Другие, видя щенят слепыми, заключили, что шах вскоре велит выжечь ему глаза. Хаким-баши признал сундуки осквернёнными и велел выбросить их вон. Я легко сладил с исполнителями его решения и сундуки прибрал к себе. Чтоб наполнить их нужными мне вещами, я должен был прибегнуть ещё к разным подобным ухищрениям; но когда пришло время отъезду, то, в качестве человека, у которого есть сундуки, я уже имел право важничать и браниться с шахскими погонщиками за то, чтоб мне дан был особенный лошак на перевоз моего скарбу.
Но прежде, нежели выступим в лагерь, хочу покороче познакомить читателей с почтенным моим начальником, Намард-ханом, главноуправляющим по части благочиния, и его наибом. Первый из них был мужчина огромного росту, плотный, плечистый, с густыми бровями, чёрною бородою и большими усами. Широкая, жиловатая, покрытая густым волосом рука и такого же роду толстая, складчатая шея свидетельствовали о его крепком телосложении и необыкновенной силе. Черты лица его были резкие, взгляд грозный, но не свирепый; голос повелительный, громкий, будто выходил из порожней бочки. От роду было ему лет не более сорока пяти. Он был ещё довольно молод, чтоб почитаться «удалым молодцом», и создан для своего места. Одно его появление приводило а трепет целые полчища бродяг и плутов, увивающихся по улицам Тегерана. Слывя одним из первейших «гуляк», он пил без обиняков; бранил мулл, которые с своей стороны заблаговременно определили ему место на самом дне аду; содержал толпы танцоров и танцовщиц и был явным покровителем всякого люти, или скомороха, сколько бы он известен ни был неблагопристойностью своих игр и шуток.

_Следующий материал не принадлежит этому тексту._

PR #1977, opened 2018-11-29
Add tests for Array.prototype.sort stability

mathiasbynens:
https://github.com/tc39/ecma262/pull/1340


test/built-ins/Array/prototype/sort/stability-11-elements.js
```diff
@@ -0,0 +1,37 @@
...
+];
+assert.sameValue(array.length, 11);
+
+// Sort the elements by `rating` in descending order.
+// (This updates `array` in place.)
+array.sort((a, b) => b.rating - a.rating);
+
+const reduced = array.reduce((acc, element) => acc + element.name, '');
+const isProbablyStable = reduced === 'DGBEFHACIJK';
+assert(isProbablyStable);
```
leobalter: can we use `assert.sameValue(reduced, 'DGBEFHACIJK')` instead? same for the other tests.

the current way is also correct but we could use sameValue here for convention, please.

Шум пения и звук бубнов с утра до вечера слышны были в его доме. За всем тем он не выпускал из виду занятий своих по должности, и часто на его дворе с весёлыми отголосками пира сливались пронзительные стоны несчастных, подвергающихся пытке или палочным ударам. Отличный наездник, мастер владеть копьём и саблею, он соединял в своей наружности все признаки храброго и искусного воина; но в душе был отчаянный трус и недостаток мужества прикрывал необузданным хвастовством, которым так умел ослепить своих сослуживцев и самого шаха, что все почитали его неустрашимее Сама и Афрасияба[82].